PR #2270, opened 2022-06-25
Fixed "Output" format (#2202) -  constants and conditionals-if

yogeshCt3:
Replaced `Output:` to `=>` in :
**concepts/constants/about.md**

Relates to issue: https://github.com/exercism/go/issues/2202

### DIFF
--- a/concepts/conditionals-if/about.md
+++ b/concepts/conditionals-if/about.md
@@ -53,7 +53,7 @@ if v := 2 * num; v > 10 {
 } else {
     fmt.Println(num)
 }
-// => 14
+// Output: 14
 ```
 
 > Note: any variables created in the initialization statement go out of scope after the end of the if statement.
--- a/concepts/conditionals-if/about.md
+++ b/concepts/conditionals-if/about.md
@@ -53,7 +53,7 @@ if v := 2 * num; v > 10 {
 } else {
     fmt.Println(num)
 }
-// Output: 14
+// => 14
 ```
 
 > Note: any variables created in the initialization statement go out of scope after the end of the if statement.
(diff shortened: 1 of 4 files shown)


concepts/conditionals-if/introduction.md
```diff
@@ -39,7 +39,7 @@ if v := 2 * num; v > 10 {
 } else {
     fmt.Println(num)
 }
-// Output: 14
+// => 14
```
andrerfcsantos, line 42: Since this is an instance where print functions are used, we should keep the `Output:` wording.

concepts/constants/introduction.md
```diff
@@ -25,5 +25,5 @@ const (
     g
 )
 fmt.Print(a, b, c, d, e, f, g)
-// Output: 9 9 9 3 4 5 6
+// => 9 9 9 3 4 5 6
```
andrerfcsantos, line 28: Since this is an instance where print functions are used, we should keep the `Output:` wording.

concepts/conditionals-if/about.md
```diff
@@ -53,7 +53,7 @@ if v := 2 * num; v > 10 {
 } else {
     fmt.Println(num)
 }
-// Output: 14
+// => 14
```
andrerfcsantos, line 56: Since this is an instance where print functions are used, we should keep the `Output:` wording.

andrerfcsantos (changes requested):
Thanks for the interest in doing this!

Left some comments.

yogeshCt3:
updated as per suggestion :-)

andrerfcsantos (approved):
🚀

PR #10, opened 2022-08-02
Updates to RequestView table and RecentDeliveries table

ao508:
General refactoring done:
- use of react table components
- organized content by pages

Added logos.

Added a navbar.

Misc:
- placeholder for home page content

Signed-off-by: Angelica Ochoa <15623749+ao508@users.noreply.github.com>

--

TODO:
- [x] switch to functional components (remove classes)
- [ ] also type functions as React.FunctionComponent (see comment below)
- [x] helper functions should be defined outside of components 

**Moved to separate cards:**
- add offset/limit to [graphql query](https://neo4j.com/docs/graphql-manual/current/pagination/offset-based/) instead of in react table 
- use moment.js for date formatting **--> made into separate card**
- use of `types` instead of classes for extending data models (might not need to do this if what we need is achieved by other means) // **NOTE: most of these were switched to `type` declarations but there are still a couple cases where this hasn't been done yet because of uncertainty on how to convert one data model `type` to another**  **--> made into separate card**


src/pages/recentDeliveries/RecentDeliveriesPage.tsx
```diff
@@ -0,0 +1,71 @@
...
+  const { loading, error, data } = useQuery(ExampleQueryDocument);
+
+  function transformAndFilterRequestsByDate(requestsList: Array<Request>) {
+    const referenceDate = new Date();
+    referenceDate.setDate(referenceDate.getDate() - 60);
+    const refDateAsDate = new Date(referenceDate);
+    let month = refDateAsDate.getMonth() + 1;
+    let day = refDateAsDate.getDate();
+
+    const refDateFilter = `${refDateAsDate.getFullYear()}-${
```
alisman, line 43: I would use Moment.js for date formatting.  Save yourself a lot of trouble.
https://github.com/moment/moment

src/pages/recentDeliveries/RecentDeliveriesTable.tsx
```diff
@@ -0,0 +1,122 @@
...
+    sortable: true,
+    filterable: true
+  }
+];
+
+export interface RecentDeliveriesTableProps {
+  data: RequestWithDate[];
+}
+
+export default class RecentDeliveriesTable extends React.Component<
```
alisman, line 103: always use react functional components.  in TS they can be defined like so:

export const MyComponent: React.FunctionComponent<MyComponentProps> = (
    props
) => {
     return <div>{..whatever}</div>
}

src/pages/requestView/RequestViewPage.tsx
```diff
@@ -1,17 +1,78 @@
...
+      var currentSm = sample.hasMetadataSampleMetadata[i];
+      if (currentSm.importDate >= latestDeliv.importDate) {
+        latestDeliv = currentSm;
+      }
+    }
+    return [firstDeliv, latestDeliv];
+  }
+}
+
+export function RequestSummary() {
```
alisman, line 44: See above this should be typed as React Function component

src/pages/recentDeliveries/RecentDeliveriesPage.tsx
```diff
@@ -0,0 +1,71 @@
...
+    }
+    smDataList.sort();
+    return [smDataList[0], smDataList[smDataList.length - 1]];
+  }
+}
+
+function RecentDeliveriesPage() {
+  const { loading, error, data } = useQuery(ExampleQueryDocument);
+
+  function transformAndFilterRequestsByDate(requestsList: Array<Request>) {
```
alisman, line 36: helper function should be defined outside of component and then memoized using useMemo hook

src/pages/recentDeliveries/RecentDeliveriesPage.tsx
```diff
@@ -0,0 +1,71 @@
+import "./RecentDeliveries.css";
+import Container from "react-bootstrap/Container";
+import RecentDeliveriesTable from "./RecentDeliveriesTable";
+import { Request, ExampleQueryDocument } from "../../generated/graphql";
+import { useQuery } from "@apollo/client";
+
+export class RequestWithDate {
```
alisman, line 7: Using classes in js is frowned upon. You should try to use functional approach.  We can discuss this.

src/pages/recentDeliveries/RecentDeliveriesPage.tsx
ao508: 🙏

src/pages/recentDeliveries/RecentDeliveriesPage.tsx
ao508: Adding this comment as a reminder to ask about this tomorrow

src/pages/recentDeliveries/RecentDeliveriesPage.tsx
```diff
@@ -0,0 +1,71 @@
...
+  constructor(smileRequest: Request) {
+    this.smileRequest = smileRequest;
+    this.totalSamples = smileRequest.hasSampleSamples.length;
+    let deliveryDates = this.resolveAndSortDeliveryDates(smileRequest);
+    this.firstDelivered = deliveryDates[0];
+    this.lastDateUpdated = deliveryDates[1];
+  }
+  private resolveAndSortDeliveryDates(request: Request) {
+    var smDataList: string[] = [];
+    for (var i = 0; i < request.hasSampleSamples.length; i++) {
```
alisman, line 21: basically we want to never use native looping.  use map, filter, reduce or lodash funcions

src/pages/home/HomePage.tsx
```diff
@@ -0,0 +1,8 @@
+import * as React from "react";
+import Container from "react-bootstrap/Container";
+
+function HomePage() {
```
alisman, line 4: functional component.   type this.

PR #22, opened 2022-09-20
Newmaster

alisman:


src/lib/CSVExport.ts
```diff
@@ -0,0 +1,14 @@
...
+
+export function CSVGenerate(requests) {
+  const csvString = [
+    StaticTableColumns.map(item => item.label),
+    requests.map(req => StaticTableColumns.map(col => req[col.dataKey!]))
+  ]
+
+    .map(e => e.join("\t"))
+    .join("\n");
+
```
ao508, line 12: pending some updates from shalabh to get the export working as desired

additionally, would you mind adding a prompt for the user for where to save the file and name it?

ao508, line 12: pending some updates from shalabh to get the export working as desired

additionally, would you mind adding a prompt for the user for where to save the file and name it?

src/pages/requestView/RequestSummary.tsx
```diff
@@ -1,146 +1,153 @@
...
+  //         offset: startIndex,
+  //         limit: stopIndex
+  //       }
+  //     }
+  //   });
+  // }
+
+  // function isRowLoaded({ index }) {
+  //   return index < data.requests[-].length;
+  // }
```
ao508, line 45: is this commented out for later?

if we're moving away from needing this then we can just remove it

src/shared/components/SmileNavBar.tsx
```diff
@@ -0,0 +1,271 @@
...
+        </a>
+        {/*<i className="bi bi-list toggle-sidebar-btn"></i>*/}
+      </div>
+
+      {/*<div className="search-bar">*/}
+      {/*  <form className="search-form d-flex align-items-center" method="POST" action="#">*/}
+      {/*    <input type="text" name="query" placeholder="Search" title="Enter search keyword" />*/}
+      {/*      <button type="submit" title="Search"><i className="bi bi-search"></i></button>*/}
+      {/*  </form>*/}
+      {/*</div>*/}
```
ao508, line 21: i think we can remove this also

ao508 (changes requested):

src/lib/CSVExport.ts
alisman: We can add a custom prompt for the file name but the save location is feature of the browser that we can't configure/force.  It just depends how user has it set up (e.g. always just download to Downloads folder)

.prettierignore
```diff
@@ -30,3 +30,6 @@
 LICENSE
 packages/**/dist/**
 yarn.lock
+
```
ao508, line 33: based on the output from `prettier` I think we'll need to add `*.graphql` to this file

ao508 (changes requested):
Need to check in the modified files that `prettier` generates for the following (based on the circleci test output):

- src/generated/graphql.tsx
- src/index.css
- src/pages/requestView/RequestSummary.tsx

PR #55, opened 2022-12-20
Dev sample revisable

ao508:


server/index.js
```diff
@@ -169,27 +141,22 @@ async function main() {
...
-    // cant seem to be able to query successfuly for some reason even though the
-    // status in the database is being updated to whatever I'm sending to the api
-    // see docs here https://neo4j.com/docs/graphql-manual/current/ogm/examples/custom-resolvers/
-    console.log("querying by: ", req.body.requestId);
-    const { r } = await Request.find({
-      where: {
-        igoRequestId: req.body.requestId
+  // custom mutation resolver for updating the sample revisable status to false
+  app.get("/mutation/sample/:smileSampleId", async (req, res) => {
+    const response = await server.executeOperation({
```
ao508, line 146: on the update sample mutation query:
1. validate that it's revisable (not locked)
2. If revisable, flip it into revisable=false to lock it
3. Send out Nats message

ao508: for the NATS message: unpack from request body

server/resolvers.js
```diff
@@ -0,0 +1,23 @@
...
+
+exports.resolvers = {
+  Mutation: {
+    sampleRevisableMutation: async (_, { smileSampleId, revisable }) => {
+      return updateSamples;
+    }
+  }
+};
+
+exports.sampleRevisableMutationQuery = gql`
```
alisman, line 11: this should actually accept all of the sample properties which the user is updating.  perhaps even just all the sample properties.   it doesn't know about revisable.

server/index.js
alisman: this get hander can go away completely because it's being handled by graphql

PR #56, opened 2022-12-20
Init commit resolver in dashboard frontend

ao508:


src/pages/requests/helpers.tsx
```diff
@@ -36,6 +39,75 @@ export function buildRequestTableColumns(navigate: any): ColDef[] {
...
+    }
+  });
+
+  return (
+    <Button
+      variant="outline-secondary"
+      size="sm"
+      onClick={() => {
+        // refresh data
+        let r = sampleRevisableMutationMutation()
```
alisman, line 64: coupla things here.  i wouldn't worry about checking the revisable here in the frontend on click of the button.  that needs to be checked in the resolver on the server.  if revisable is false there, then the resolver should throw/return an error.  

also, you may just not have gotten to this yet but we should be submitting the edited sample properties here, not revisable property.  changing revisable is the responsibility of the resolver.

PR #60, opened 2022-12-22
Migrate graphql server to typescript and integrate sample update changes

alisman:


ao508 (changes requested):
notes:
- had to install tsc and ts-node-dev before building to resolve error when building the backend

Changes required for `graphql-server/Dockerfile`:

I think they should be updated to:

```
 FROM node:16.10.0
 ADD ./ /server
 WORKDIR /server
RUN yarn build:backend
CMD ["yarn", "run", "start:backend"]
```

and the `frontend/Dockerfile` should be updated to:

```
FROM node:16.10.0
ADD ./ /smile-dashboard
WORKDIR /smile-dashboard
RUN yarn install
CMD ["yarn", "run", "dev:frontend"]
```

does that seem right?

PR #75, opened 2023-04-05
Query to retrieve a list of metadata by input Id

divyamadala30:


ao508 (changes requested):
Can you add the query to the `operations.graphql` file?

Once that's in there you should change your `codegen.yml` file graphql URL setting to the dev server (from localhost) and then run 

```
yarn run codegen
```

This command will update the `generated/graphql.ts` files for the dashboard frontend and backend

PR #83, opened 2023-05-03
Enable column autosizing

qu8n:
This PR enables column autosizing following [this issue](https://app.zenhub.com/workspaces/metadb-scrum-5fcfa28a4ccc1600165347b6/issues/gh/mskcc/smile-server/936).

Notes:

This implementation followed the [AG Grid doc](https://www.ag-grid.com/javascript-data-grid/column-sizing/)'s recommendation of setting `columnApi.autoSizeColumns()` after the grid is ready, via onFirstDataRendered. However, `autoSizeColumns()` only gets applied to columns/rows that are visible to users. To get around this, the AG Grid doc recommends turning off its column virtualization effect, which is something that we had discussed not wanting to do since it's hacky and could affect performance.

My solution used a workaround found [here](https://github.com/ag-grid/ag-grid/issues/1692), which involves (1) squeezing all columns to fit them into the screen via `sizeColumnsToFit()` when the grid first loads, then (2) running `autoSizeAllColumns()`. This way, all columns get autosized and not just the visible ones. Note that with this approach, the rows below the viewport are not considered, so there might be cells with enough data to the point where their contents get truncated. To cover these scenarios, I enabled all columns to be resizable.

### DIFF
--- a/frontend/src/components/RecordsList.tsx
+++ b/frontend/src/components/RecordsList.tsx
@@ -15,8 +15,8 @@ import "ag-grid-enterprise";
 import { ColDef, IServerSideGetRowsParams } from "ag-grid-community";
 import { useHookGeneric } from "../shared/types";
 import { SamplesList } from "./SamplesList";
-import { SampleMetadataWhere, SampleWhere } from "../generated/graphql";
-import { defaultColDef } from "../pages/requests/helpers";
+import { SampleWhere } from "../generated/graphql";
+import { defaultRecordsColDef } from "../pages/requests/helpers";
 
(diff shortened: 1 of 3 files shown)


qu8n:
Looks like this commit was not signed. I reset my laptop recently and haven't configured a signature for my local commits yet. Let me configure it and override this commit.

ao508 (approved):

0xrasla:
onGridSizeChanged={(e) => {
          e.api.sizeColumnsToFit();
        }}
        
i fixed it by using this! thanks for the idea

- - - - - - -

» **ABOUT THIS EXERCISE**: If a line in the material above contains the word "smileRequest", it counts; give only the number of such lines.

» **RESULT OF THIS TASK**: 4